# New Sailer Looking for Sage Advice



## joebow (Mar 17, 2013)

Salutations! I am new to sailing and looking to get a lot of advice here. My first major sailing trip I will be doing is to sail down the ohio river to the ocean and back. Everything I do will be focused on making that happen. I look forward to hearing you all!


----------



## Donna_F (Nov 7, 2005)

Welcome to SailNet, Joe. That's an interesting trip. There is an endless supply of advice in this forum. Go check out the Learning to Sail section and spend some time reading the other forums. Guaranteed you'll have plenty of questions after just a few hours.

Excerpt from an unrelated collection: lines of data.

PR #3561, opened 2026-09-10
chore(tests): drop stale EIP-8037 TODO on the 7702 precompile intrinsic gas test

shubham5080:
## 🗒️ Description

Adds the Amsterdam / EIP-8037 (EIP-2780 top-frame) counterpart of Prague's `test_set_code_to_precompile_not_enough_gas_for_precompile_execution`: set code to a precompile, call the authority in the same tx with only intrinsic + top-frame gas, and assert receipt/header gas with **no** existing-authority auth refund.

## 🧸 Cute Animal Picture

Cute animal

## ✅ Checklist

- [x] Local fill passed (54)
- [x] Prague TODO updated to point at the new test


spencer-tb:
Thanks for adding, but we have this coverage already so I dropped the todo here instead 🫡

spencer-tb (approved):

Best of luck with your journey.


----------



## chuck53 (Oct 13, 2009)

Not trying to squash your dreams, but narrow, winding rivers like the Ohio really aren't good sailing rivers, not that it can't be done. Most likely, you will find yourself motoring a lot more than sailing.
What kind, size boat are you planning to make this trip with?


----------



## campuscab (Mar 1, 2013)

Motoring down the Erie Canal sounds fun. It is on my bucket list. The Mississippi sounds like more work. The Canal seems to be a bit tamer, shorter, and cool towns along the way.


----------



## Silvio (Nov 10, 2010)

Welcome aboard.
Plenty of advice around here, don't if any of it will be sage!
Stick around, ask questions, have a good time.


----------



## joebow (Mar 17, 2013)

I don't have any specific boat in mind at the moment. I do know so far that I want at least two mains, two jibs, a motor and a place to sleep. That's as specific as my requirements are at the moment.


----------



## davidpm (Oct 22, 2007)

Two mains and two jibs are an unusual requirement. Usually means an older classic boat and typically on the bigger size.
Any specific reason or do you just like the look.
The reason the older boats had that configuration was because before dacron sails and modern cordage they tried to keep the sails smaller because the larger ones would not hold their shape.
Also everything was heavier and winches were not yet standard.
Modern materials makes more efficient sail plans standard and half as complicated and fewer parts makes them less expensive.
The old schooner and ketches/yawls are sure pretty though.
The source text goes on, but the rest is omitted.